Endpoints as of K8s/EKS 1.33 are deprecated. Details can be found in the K8s upstream blog post Kubernetes v1.33: Continuing the transition from Endpoints to EndpointSlices and kubectl will throw a related error message Warning: v1 Endpoints is deprecated in v1.33+; use discovery.k8s.io/v1 EndpointSlice.

Here is an example:

# "kubernetes" service
$ kubectl get svc -n kube-system kube-dns
NAME       TYPE        CLUSTER-IP    EXTERNAL-IP   PORT(S)                  AGE
kube-dns   ClusterIP   10.100.0.10   <none>        53/UDP,53/TCP,9153/TCP   99d

# corresponding "kubernetes" endpoint
$ kubectl get ep -n kube-system kube-dns  -o yaml
Warning: v1 Endpoints is deprecated in v1.33+; use discovery.k8s.io/v1 EndpointSlice
apiVersion: v1
kind: Endpoints
metadata:
...
  labels:
    eks.amazonaws.com/component: kube-dns
    endpoints.kubernetes.io/managed-by: endpoint-controller
    k8s-app: kube-dns
    kubernetes.io/cluster-service: "true"
    kubernetes.io/name: CoreDNS
  name: kube-dns
  namespace: kube-system

...

EndpointSlice are handled by the endpointslice-controller as part of the kube-controller-manager (KCM).
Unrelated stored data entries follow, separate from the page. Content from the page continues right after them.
Issue #282, opened 2021-03-05
Improve ResourceIndexerTest.kt


jingtang10:
https://github.com/google/android-fhir/blob/master/core/src/test/java/com/google/android/fhir/index/impl/ResourceIndexerTest.kt

- It's really difficult to read the tests because the actual test resources are hidden away in json files in a different folder
- It would be good to really lock down the behavior by having exhaustive unit tests
- It might be useful to have some 'integration tests' where we use some real world resources, and check that everything that should be indexed is indexed

At the moment the test cases seem to be somewhere in between unit and integration tests. in the unit tests i would love for the test resources to be really simple -- as long as we hit the code path we're sorted. in the integration tests it makes sense to have more complex resources.

pld:
Related to the broader theme of code coverage mentioned here is this issue about tracking coverage and enforcing in CI, https://github.com/google/android-fhir/issues/233

epicadk:
Can I work on this? I have added some unit tests in #332 I'll setup the integration tests in a different folder.

epicadk:
I was making a few of my own FHIR resources for testing and I had a question. Should I only add resources marked as normative to the tests or will an [maturity level](https://www.hl7.org/fhir/versions.html#maturity) do?

jingtang10:
@epicadk please feel free to send a pr

PR #387, opened 2021-03-24
Improve ResourceIndexer tests

epicadk:
Fixes: #282

**Description:**

1.  Renamed unit tests to signify the code path they test. 
2.  Use minimally constructed resources to test specific types
3. Add integration tests that use resources parsed from JSON files and verify that all indices are created.
4. Removed setup method so that only the resource being used in the test is parsed as compared to all resources when using the setup method. 

**Type** 
  Testing


jingtang10:
is there any update on this one? thanks!

jingtang10:
please make sure @deepankarb also has a chance to review once done. thanks!

epicadk:
> is there any update on this one? thanks!

Sorry for the delay. Will be done within a day.

epicadk:
Sorry something urgent came up. I've completed adding unit tests. Will finish integration tests soon.

epicadk:
I need to place the integration tests in a different folder. I was thinking I can create a separate directory for unit tests and integration tests under the test directory. Any suggestions?

epicadk:
I've also added some tests in #332 for the date types. I've covered all cases except the integer case of the number index. I can't seem to find a resource that uses a search parameter of that type.  Even the example given on the specification website doesn't work.

core/src/test/java/com/google/android/fhir/ResourceIndexerTest.kt
```diff
@@ -0,0 +1,280 @@
+/*
```
jingtang10, line 1: I don't think it's right to create another file in this package. This should be in the same directory as the other file.

jingtang10 (changes requested):
It might be ok to keep everything in the same file, but you should have two classes of test cases

1. cases that test specific code paths e.g. `string_empty_shouldIndexNothing` or `int_shouldCreateIndex` etc etc. We would use minimally constructed resources to test specific types.
2. cases where we use more complex resources and assert that all indecies that should be created are created.

I think these two classes of tests can probably co-exist in the same file if named sensibly.

core/src/test/java/com/google/android/fhir/ResourceIndexerTest.kt
epicadk: > I don't think it's right to create another file in this package. This should be in the same directory as the other file.

Reverted this change

epicadk:
I've kept the order similar as they occur in the resource indexer. I've also included tests for null and empty values wherever possible.

engine/src/test/java/com/google/android/fhir/index/ResourceIndexerTest.kt
```diff
@@ -26,548 +26,803 @@ import com.google.android.fhir.index.entities.ReferenceIndex
...
-        MolecularSequence::class.java,
-        "/number_test_molecular_sequence.json"
-      )
-    specialTestLocation =
-      testingUtils.readFromFile(Location::class.java, "/location-example-hl7hq.json")
+    testPatient = testingUtils.readFromFile(Patient::class.java, "/date_test_patient.json")
+    testLocation = testingUtils.readFromFile(Location::class.java, "/location-example-hl7hq.json")
   }
 
+  /** Integration tests for ResourceIndexer. */
```
jingtang10, line 87: can you move the 'integration' tests after the 'unit' tests?

engine/src/test/java/com/google/android/fhir/index/ResourceIndexerTest.kt
```diff
@@ -26,548 +26,803 @@ import com.google.android.fhir.index.entities.ReferenceIndex
...
 
+  /** Unit tests for resource indexer */
   @Test
-  fun index_patient_emptyGivenName_shouldNotIndexGivenName() {
-    val resourceIndices = ResourceIndexer.index(TEST_PATIENT_NULL_FIELDS)
-    assertThat(
-        resourceIndices.stringIndices.any { stringIndex ->
-          stringIndex.path.equals("Patient.name.given")
-        }
+  fun index_Patient_shouldIndexLastUpdatedDate() {
```
jingtang10, line 322: the point of these unit test cases is to cover all code paths so i think they need to be re-organized by index type, and please rename them, e.g.:

```
fun index_string_null
fun index_string
...

fun date_period_someCondition
fun date_period_someOtherCondition
...
```

jingtang10 (changes requested):
A couple of high-level comments. Please address! Thanks!

epicadk:
Noticed a bug in the date indexer while testing so I made the corresponding change. The value to should be inclusive (makes querying easier using the SQL between operator.)

jingtang10:
@epicadk did you remove all the other changes in the test class you made?

epicadk:
> @epicadk did you remove all the other changes in the test class you made?

Yup all of the tests are in the same file and I've renamed the tests as requested [here](https://github.com/google/android-fhir/pull/387#discussion_r616014331). I've also updated the pr description to explain the changes I have made.

engine/src/test/java/com/google/android/fhir/index/ResourceIndexerTest.kt
```diff
@@ -26,542 +26,831 @@ import com.google.android.fhir.index.entities.ReferenceIndex
...
+          "Invoice.participant.role",
+          testInvoice.participantFirstRep.role.codingFirstRep.system,
+          testInvoice.participantFirstRep.role.codingFirstRep.code
+        )
+      )
+
+    assertThat(resourceIndices.uriIndices).isEmpty()
+
+    assertThat(resourceIndices.dateIndices)
       .contains(
```
jingtang10, line 657:
```suggestion
      .containsExactly(
```

jingtang10 (changes requested):
@epicadk Really happy with this - this is a very good PR! Thank you so much for this!

Apologies for the delay in reviewing. Please let me know once you're done with the few small comments I made.

epicadk:
@jingtang10 divided the tests in 3 parts.

1.  The creation of resources 
2. Actual code for indexing
3. assertions

jingtang10 (approved):
Great! Thanks!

The controller automatically creates EndpointSlices for any Kubernetes Service that has a selector specified.

The following output snippet shows the relevant information:

$ kubectl get endpointslices -n kube-system kube-dns-lzht5 -o yaml
...
kind: EndpointSlice
metadata:
  annotations:
    endpoints.kubernetes.io/last-change-trigger-time: "2026-04-21T08:13:45Z"
...
  labels:
    eks.amazonaws.com/component: kube-dns
    endpointslice.kubernetes.io/managed-by: endpointslice-controller.k8s.io
    k8s-app: kube-dns
    kubernetes.io/cluster-service: "true"
    kubernetes.io/name: CoreDNS
    kubernetes.io/service-name: kube-dns
  name: kube-dns-lzht5
  namespace: kube-system
  ownerReferences:
  - apiVersion: v1
    blockOwnerDeletion: true
    controller: true
    kind: Service
    name: kube-dns
...
- addresses:
  - 192.168.141.163
  conditions:
    ready: true
    serving: true
    terminating: false
  nodeName: i-<redacted>
  targetRef:
    kind: Pod
    name: coredns-fd7d56586-5jkn2
    namespace: kube-system
    ...
  zone: eu-west-1a
...

Note the ownerReferences pointing to the service controller and the label endpointslice.kubernetes.io/managed-by: endpointslice-controller.k8s.io. In addition the addresses contain a topology hint with a zone attribute which allows Topology Aware Routing.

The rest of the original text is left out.